Most recently, APL researchers expanded its functionality, improving its ability to assist responders in future outbreaks by applying the algorithms to the Ebola virus as well as other diseases, and enhancing the investigation workflow through data quality assessment and anomaly detection.

“The outputs of the tool help inform responders in closer to real time on aspects of the outbreak, such as novel transmission modes, differences between variants of the pathogen, and better infection prevention and control measure selection,” explained Miles Stewart, a project lead and software engineer in APL’s Global Health Mission Area and one of three APL co-authors on the paper, along with Julia Eng and Abraham Rajan. “In the middle of a response, these types of analysis can be labor intensive and complicated to do on top of other efforts to stop the outbreak, sometimes leading to critical insights being discovered after the response has concluded.”

The DRC has faced 15 Ebola outbreaks since 1976. The 11th outbreak, declared in the country’s western Équateur Province in June 2020, occurred at the same time as an outbreak in the DRC’s eastern North Kivu province. Scientists wanted to understand how these and concurrent outbreaks were connected to the eighth Ebola outbreak — in 2018, also in Équateur Province — by combining epidemiological and genomic data.

“Gaining an understanding of the connections between the Ebola outbreaks in the Democratic Republic of Congo presents significant challenges due to the vast geographical spread across the country, the genetic diversity of the Ebola virus strains involved and the complex sociopolitical landscape,” Stewart said.

“The simultaneous occurrence of outbreaks in distant provinces complicates tracing the chains of transmission and understanding any potential connection,” he added. “And limited access to some affected areas, due to security concerns and logistical constraints, hinders comprehensive data collection, sampling and genetic sequencing efforts necessary to map the spread and evolution of the virus accurately.”

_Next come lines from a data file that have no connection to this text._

PR #11879, opened 2020-06-01
Generate the code of search option only when searchEngine option is present

maznag:
Generate the code of search option only when searchEngine option is present.

### DIFF
--- a/generators/entity/index.js
+++ b/generators/entity/index.js
@@ -162,7 +162,7 @@ class EntityGenerator extends BaseBlueprintGenerator {
                 context.prodDatabaseType = configuration.get('prodDatabaseType') || this.options.db;
                 context.devDatabaseType = configuration.get('devDatabaseType') || this.options.db;
                 context.skipFakeData = configuration.get('skipFakeData');
-                context.searchEngine = configuration.get('searchEngine');
+                context.searchEngine = _.isUndefined(configuration.get('searchEngine')) ? false : configuration.get('searchEngine');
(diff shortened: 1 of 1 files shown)


murdos:
Could your provide more information about the issue you're fixing?

maznag:
@murdos  The related code of search option is generated even if the searchEngine option isn't present. due to this test condition: `searchEngine !== false` whitch present in several files (for example in entity-management.component.ts.ejs). In fact, when searchEngine option isn't present this test condition always evaluate to `true` because searchEngine hase '' as value. 

To reproduce the issue:
* Generate a new app with the default options without specifying searchEngine option
* Generate a sample entity
* Check the generated code and you will see that the related code of search option will be generated.

generators/entity/index.js
```diff
@@ -162,7 +162,7 @@ class EntityGenerator extends BaseBlueprintGenerator {
                 context.prodDatabaseType = configuration.get('prodDatabaseType') || this.options.db;
                 context.devDatabaseType = configuration.get('devDatabaseType') || this.options.db;
                 context.skipFakeData = configuration.get('skipFakeData');
-                context.searchEngine = configuration.get('searchEngine');
+                context.searchEngine = _.isUndefined(configuration.get('searchEngine')) ? false : configuration.get('searchEngine');
```
mshima, line 165: I prefer this notation:
```suggestion
                context.searchEngine = _configuration.get('searchEngine')) || false;
```

maznag: done !

DanielFran:
Thanks @maznag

Visualizing Disease Transmission

ChainChecker played a crucial role in visualizing and confirming the chains of Ebola transmission in the DRC and aided in the understanding and analysis of the Ebola outbreak discussed in the research paper, said Stewart.

The researchers studied various features of the 11th outbreak, such as details about the patients, how the virus was spreading, and where and when it was spreading in the Équateur Province. They also collected information about people who might have the virus, those who probably had it, and those who definitely had it. This included information like patient age, possible ways they were exposed to the virus, the symptoms they experienced, and the date of symptom onset.

Between May and September 2020, there were 130 cases of Ebola in the Équateur Province, with the first reported case being an individual who frequently ate bat meat but had no contact with sick individuals, suggesting the outbreak was due to zoonotic spillover. Genetic analysis showed two subtypes of the virus, one present in the majority of cases and another that showed genetic similarities similar to a previous outbreak. Analysis revealed that the second virus subtype mutated at a slower rate and may have originated in a survivor of the disease. Combining genetics and information on how the virus spreads helped confirm the transmissions, helped identify other potential, previously undiscovered connections, and showed how useful this approach is for understanding transmission and disease dynamics.

Since the conclusion of this outbreak, the APL team has continued to work with the CDC to apply ChainChecker to emerging Ebola outbreaks and adapt the tool to other viral hemorrhagic fevers such as Marburg virus disease, which has a very high case fatality rate. ChainChecker is also being used in coordination with international ministries of health and alongside existing contact-tracing tools.

“Our advanced tools are improving the ability of responders to make better decisions in the field during outbreak response through rapid, more accurate interpretation of data, and this paper showcases their transformative impact,” said Stewart. “From data analysis to interdisciplinary collaboration, APL’s capabilities are revolutionizing the way we approach complex biological challenges.”